I'm back in Ashland, Oregon, finishing up a week of Shakespeare with my daughter and family.
It's always something of a trial, of course. The Shakespeare, not the family. Because Ashland and the Oregon Shakespeare Festival is liberal-land.
The whole experience is a bit like watching the mainstream media: liberals telling each other how wonderful they are.
This year, all three plays we watched are GSEs: government-sponsored entertainment, as in the program's announcement that
The Oregon Shakespeare Festival's productions of Measure for Measure; Julius Caesar, Henry IV, Part II and Love's Labor's Lost are part of Shakespeare for a New Generation, a national theater initiative sponsored by the National Endowment for the Arts in cooperation with Arts Midwest.

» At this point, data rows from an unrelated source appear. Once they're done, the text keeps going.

PR #301, opened 2023-05-15
Add GMRES solver

e-moral-sanchez:
- Implement a GMRES iterative solver without the restart option
- In GMRES solver recycle work vectors between successive calls to solve()
- Use parametrized unit test of iterative solvers to reduce code duplication
- Check successive dot products in unit test to spot possible bugs
- Update documentation


psydac/linalg/solvers.py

Obviously, when you do a project like that, it turns out to be tuned to political perfect pitch. That means that the cast is exquisitely racially balanced, a lot of the plays are directed by women, Julius Caesar is played by a woman, and the humor is physically exaggerated so that even someone that has never cracked a book can get the jokes. It also means that a lot of the physical gestures of TV-land get imported into the productions. TV is our modern cultural lingua franca, and live theater has to learn to speak TV-speak or lose its audience.
Having said that, I found that under the dross you can still find the timeless question at the center of Love's Labor's Lost, the daunting question for any young woman: How can she trust the man wooing to get between her legs? He's thrown up all his grand plans as soon as he's caught the twinkle in her eyes. Very nice, very flattering. But then what? The answer is the old answer: better make him work for it.
In Henry IV, Part II there is still the question of the rising generation: will it amount to anything? Will it ever get serious? And as for the ruling generation, can we ever get out from under the debt of its quarrels, its enmities, its hypocrisies?
Unfortunately, the Julius Caesar had nothing in particular to recommend it. You'd hardly realize that she, Caesar, was a standout army commander and power politician. You'd hardly realize that the play was about ruthless high politics between the great ruling families of a great empire rather than a bunch of actors doing a workshop production in their street clothes. But maybe you can't expect a new generation, especially a new generation that helped elect Barack Obama as president, to have a clue about politics. Maybe director Amanda Dehnert should have had the courage of her convictions and had the conspirators conversing with iPhones and Facebook.
Never mind, the weather was glorious, the swimming was good, and the visit with my daughter and her family delightful as I played the role of grumpy old grandpa the best I knew how.
But next year, next year we'll be right in the middle of the liberal Annus Horribilis and the meaning of Mistress Quickly's demand that she'll have "no swaggerers here" may apply to the body language of that eternally marginalized Ashland minority. I am talking about conservative Shakespeare lovers.